First, and let's just clear this out of the way at the start, the Charter of Fundamental Rights doesn't help you very much here. Article 17(2) is the only provision that deals with intellectual property, and if I recall correctly (I might be off by a couple of words, and honestly can't be bothered to look it up at the moment) 17(2) consists of a single sentence that says something to the effect of "intellectual property rights shall be protected." It doesn't specify what form that protection need to take, and there are lots of rights that are routinely protected through civil litigation rather than criminal prosecution.
Second, while there have been some attempts to harmonize IP law, the vast bulk of substantive IP law remains within the competence of the member states. That is likely to change to an extent for patent law when the European Patent Court becomes fully operational, but that is yet to occur.
Third, although there was an attempt at a Directive on criminal penalties for IP offences about ten years ago, that attempt ultimately failed. No attempt has been made since, and none is on the horizon.
Fourth, that directive was targeted only at wilfull counterfeiting on a commercial scale.

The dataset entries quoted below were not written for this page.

PR #895, opened 2016-02-08
[WIP] Brexit stuff

callumlocke:
This PR adds two transforms: 'stickies' and 'meta-card'.

This is not currently very presentable (I've left ugly outlines to help with layout debugging as it's still a WIP) but it's all behind the `brexitStream` flag, which is off-by-default, so should be safe to merge.

**stickies**:

- This transform adds a 'stickies' component into the stream. The component is a single stream-item, but contains multiple content items (like photo-diary).
- Deduping - regular stream items get removed if they are duplicates of anything inside a 'stickies' component.
- The contents are loaded from a remote list, either from Bertha or the CAPI. There's a lib function that abstracts this away.
- A 'stickies' component is laid out in a 'triplet' or 'quartet' or 'list' layout, depending on whether it's got 3, 4 or more items respectively.
- If you set `critical: true`, then in the event of failure to load the list of sticky items, it will 500 the whole page, preferring to serve stale from the CDN than to serve a page without the stickies.

**meta-card**:

- This transform injects a fragment for the custom IG insert for the Brexit stream.
- The fragment comes from a URL controlled by IG, and gets sanitized just in case.

**additional changes in this PR**:

- cleared out junk from early brexit experimentation
- changed the `make watch` task to make it watch `./components` as well as `./client`


components/meta-card/_main.scss
```diff
@@ -0,0 +1,13 @@
+.meta-card {
+	background-color: white;
```
matthew-andrews: either add a TODO to pull from o-colors or pull from o-colors plz

components/stickies/sticky-item/_main.scss
```diff
@@ -0,0 +1,51 @@
...
+
+	&:not(:last-of-type) { border-bottom: 1px solid #f6e9d8; }
+}
+
+.sticky-item__image {
+	display: none;
+}
+
+.sticky-item__link {
+	color: #333333;
```
matthew-andrews: palette?

components/stickies/sticky-item/_main.scss
```diff
@@ -0,0 +1,51 @@
+.sticky-item {
+	padding: 10px;
+	outline: 1px solid teal; // TODO debugging
```
matthew-andrews: color

package.json
```diff
@@ -28,6 +29,7 @@
     "ft-next-express": "^15.0.0",
     "ft-next-logger": "^4.0.0",
     "intl": "^1.0.0",
+    "n-image": "^2.2.2",
```
matthew-andrews: probably ought to be be bower rather than package

views/article-list.html
```diff
@@ -69,6 +55,12 @@ <h2 class="stream__title">{{longTitle}}</h2>
 	</div>
 </div>
 
+{{#if isBrexit}}
+{{!-- TEMPORARY - any misc hacks for brexit can go here, until they're can be done properly --}}
```
matthew-andrews: since we don't need this… can we remove?

matthew-andrews:
:+1:

package.json
callumlocke: Tried this, proxyquire got confused. Not sure if there's any way to make proxyquire aware of bower_components as a place to look for modules. I've reverted to putting n-image in package.json.

components/image-container/_main.scss
```diff
@@ -0,0 +1,23 @@
...
+	overflow: hidden; // in case image turns out not to have precisely the expected ratio (eg due to rounding error)
+
+	> .n-image {
+		position: absolute;
+		left: 0;
+		top: 0;
+		width: 100%;
+		min-width: 100%;
+		max-width: 100%;
+		display: block;
```
i-like-robots: no block context when positioned absolutely

components/meta-card/index.js
```diff
@@ -0,0 +1,36 @@
+import React from 'react';
+
+export default class MetaCard extends React.Component {
+	
+	constructor() {
+		super();
+		this.state = { expanded: false };
```
i-like-robots: Should be `getInitialState` maybe?

components/stickies/sticky-quartet/index.js
```diff
@@ -0,0 +1,22 @@
+import React from 'react';
+import StickyItem from '../sticky-item';
+
+export default class StickyQuartet extends React.Component {
+	render() {
```
i-like-robots: components with only a render method can be simple functions, just in case you got tired of typing classes =]

package.json
i-like-robots: We got around this in other places with a couple of tricks:

1. only putting the require call within a block that will run on the client, E.G. `componentDidMount`
2. https://github.com/Financial-Times/next-stream-page/blob/38a5405263d688ac812a03b0debe1e4bfe579698/test/components/stream.test.js#L9

server/config/profiles.js
```diff
@@ -27,6 +29,44 @@ module.exports = [
 		],
 	},
 
+	{
+		// UK's EU Referendum (Brexit)
+		match: req => req.params.thingId === 'NDdiMzAyNzctMTRlMy00Zjk1LWEyZjYtYmYwZWIwYWU2NzAy-VG9waWNz',
+		transforms: [
+			// TODO: this is just a hack to get 'isAlive'
+			liveStream(),
```
i-like-robots: This will start a poller, I guess that's not needed. What is 'alive' being used for, just instantiating some client side stuff?

components/meta-card/index.js
sumeetadur: I'm doing it this way as we're going with ES6, extending React.Component instead of using React.createClass

i-like-robots: You're right, not seen [this caveat](https://facebook.github.io/react/blog/2015/01/27/react-v0.13.0-beta-1.html) before!

server/config/profiles.js
callumlocke: The only thing we're using alive-ness for is expanding/unexpanding the MetaCard. Which is just toggling a class on that component, based on clicking the 'show more/less' button inside it. Should we do it another way, and make it not alive?

components/meta-card/index.js
```diff
@@ -0,0 +1,36 @@
...
+
+		if (this.state.expanded) {
+			classes += ' meta-card--expanded';
+			buttonText = 'Close referendum guide';
+		} else {
+			buttonText = 'For full referendum guide';
+		}
+
+		return (
+			<div className={classes}>
```
i-like-robots: `aria-expanded`

components/meta-card/index.js
```diff
@@ -0,0 +1,36 @@
...
+				<div className="meta-card__main-content" dangerouslySetInnerHTML={{__html: item.mainHTML}}></div>
+				<div className="meta-card__extra-content" dangerouslySetInnerHTML={{__html: item.extraHTML}}></div>
+				<div className="button" onClick={this.toggle}>{buttonText}</div>
```
i-like-robots: Should be a button with `aria-controls` attr

components/meta-card/index.js
callumlocke: ah. nice. i'll do that

server/config/profiles.js
i-like-robots: The main overhead of using isAlive is that all the state must be injected into the page and reinitialised. I guess that's quite a bit of extra overhead of a toggle button. That said, dropping the code into an arbitrary client-side only file seems   weird and it will get lost. We're using o-expander quite extensively, maybe hook into that?

components/meta-card/index.js
i-like-robots: There's one here with loading state too https://github.com/Financial-Times/next-stream-page/blob/master/components/card-open-in-stream/inline-article/index.js#L140-L149

server/config/profiles.js
callumlocke: :+1: o-expander, i'll set that up

callumlocke:
On Matt's advice (can't remember which), I got rid of all clientside React for this.

Decided instead to use o-expander data attributes inside the fragment itself.

This means the 'MetaCard' component is now really just a wrapper for a single fragment of HTML, so I renamed it `CustomFragment`.

matthew-andrews:
it was hinchliffe i think, but sounds sensible

callumlocke:
I did a rebuild without cache, but it still failed with something weird and bowery, so I'm seeing if this fixes it...

matthew-andrews:
yup fair enough.  good to go now?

Fifth, that directive was targeted only at copyright and trademark infringement; patents would not have been affected.
Sixth, let me say again, that directive failed utterly.

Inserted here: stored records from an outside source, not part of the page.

PR #899, opened 2016-02-09
Update related tags integration for compatibility with V3 index

i-like-robots:
https://github.com/Financial-Times/next-ft-api-client/pull/59 fixed this feature which had been failing since we deleted the V1 index. Well, here it is again...

screen shot 2016-02-09 at 17 32 03


server/controllers/v1-taxonomy.js
```diff
@@ -217,7 +217,7 @@ export default coroutine(function *(req, res, next) {
 
 		// Decorate with related tags
 		if (stream.taxonomy && stream.tag.term.name) {
-			const tags = yield relatedTags(stream.taxonomy, stream.tag.term.name, req.params.thingId);
+			const tags = yield relatedTags(stream.tag.term.name);
```
andygnewman: Is it valid to use name in this circumstance rather than id?

i-like-robots: You're right, the label may be ambiguous. I'll need to update the client module first.

i-like-robots: Sorted here: https://github.com/Financial-Times/next-ft-api-client/pull/65

i-like-robots:
Published next-ft-api-client v3.21.1, just waiting for that to propagate.

matthew-andrews:
really nicely done :+1:

PR #904, opened 2016-02-11
Brexit continued

callumlocke:


callumlocke:
Would @andygnewman or @i-like-robots be able to take a look at this?

components/card/index.js
```diff
@@ -45,7 +50,7 @@ module.exports = React.createClass({
 								<ODate dateTime={item.publishedDate} />
 							</div>
 						</div>
-						<div className="n-card__meta">{actions}</div>
+						{actions}
```
callumlocke: removed the extra wrapper as it seems to be a mistake – double-nesting `n-card__meta` divs causes an o-grid-column nested inside another o-grid-column, doubling up gutters. 

also the 'official' template doesn't double-nest them: https://github.com/Financial-Times/next-card/blob/master/templates/card.html

components/stickies/sticky-quintet/_main.scss
```diff
@@ -0,0 +1,101 @@
...
+		width: (3/7) * 100%;
+		margin-right: -20px;
+	}
+
+	.sticky-quintet .sticky-item--4 .sticky-item__image {
+		display: block;
+		margin-bottom: 15px;
+	}
+
+	.sticky-item--5 .sticky-item__subheading { display: none; }
```
i-like-robots: visually hide so it stays accessible?

components/stickies/sticky-quintet/_main.scss
```diff
@@ -0,0 +1,101 @@
...
+		&:after {
+			content: "";
+			display: table;
+			clear: both;
+		}
+	}
+
+	.sticky-quintet__others-pair-1 {
+		float: left;
+		width: (4/7) * 100%;
```
i-like-robots: `percentage(4 / 7)`

components/stickies/sticky-quintet/_main.scss
callumlocke: do we have a preferred next mixin/technique for visual hiding?

i-like-robots: No mixin but this should be the main technique we use https://github.com/Financial-Times/n-util/blob/master/main.scss#L41-L50

bower.json
```diff
@@ -16,8 +16,7 @@
     "n-message-prompts": "Financial-Times/n-message-prompts#^v2.0.0",
     "n-notification": "^2.0.0",
     "n-topic": "^5.0.0",
-    "n-barriers": "^1.0.0",
-    "o-colors": "^3.3.1"
```
matthew-andrews: intentional?

components/stickies/index.js
```diff
@@ -1,26 +1,27 @@
...
+
+		if (layoutHint === 'featured') {
+			if (items.length > 5) items.length = 5;
+
+			inner = <StickyQuintet items={items} />
+
+			// TODO: switch down to Quartet or Triplet or Singlet layout if it's fewer than 5 items
+			// (but for now, the Quintet layout can handle it by just leaving empty spaces)
 		}
+		else inner = <StickyList items={items} />
```
matthew-andrews: lol i didn't know you could do this.  javascript is nuts.

test/server/transforms/branding.test.js
```diff
@@ -40,8 +41,8 @@ describe('Branding transform', () => {
 
 		xit('sets various branding properties?', () => {})
```
matthew-andrews: `xit`?

bower.json
matthew-andrews: ah think you're using some speical next colour getting mixin instead,

matthew-andrews:
:+1:

test/server/transforms/branding.test.js
callumlocke: no idea, that's in master though, not in this PR

matthew-andrews: good point…  carry on

components/stickies/index.js
i-like-robots: The linter should get angry at this for a lack of semi-colon. I guess when it sees JSX it just doesn't bother checking the line.

PR #906, opened 2016-02-12
Fix rss and json endpoints

matthew-andrews:
Not sure how to test :sweat_smile:


i-like-robots:
Shouldn't be too hard with the `node-mocks-http` modules as used in the [controller spec](https://github.com/Financial-Times/next-stream-page/blob/master/test/server/controllers/stream.test.js)

(I also fudged this into a [WIP branch](https://github.com/Financial-Times/next-stream-page/commit/d34c5492865baa9aa4a7a73be4bcc4b2d722abb3) but we should fix this ASAP!)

Seventh, there genuinely is a broad international consensus that criminal penalties should be reserved for only large scale, wilfull counterfeiting. Or at least that's more or less what the European Intellectual Property Law text (authored by Annette Kur and Thomas Dreiser; ISBN 978-1-84844-880-3) says on one of the 6 pages in the entire 548-page book that are devoted to the topic of criminal sanctions in IP law in Europe.
Eighth, my textbook on English IP law (Cornish, Llewelyn, & Alpin) says similar things in the 4 numbered paragraphs that this 948-page book devotes to criminal penalties in IP law.
Ninth, criminal prosecutions for IP violations are so rare in the US that they're not taught in either criminal law or IP law.
Tenth - and I could go on, but I think more should be unnecessary - I have formal legal training both in the US and England.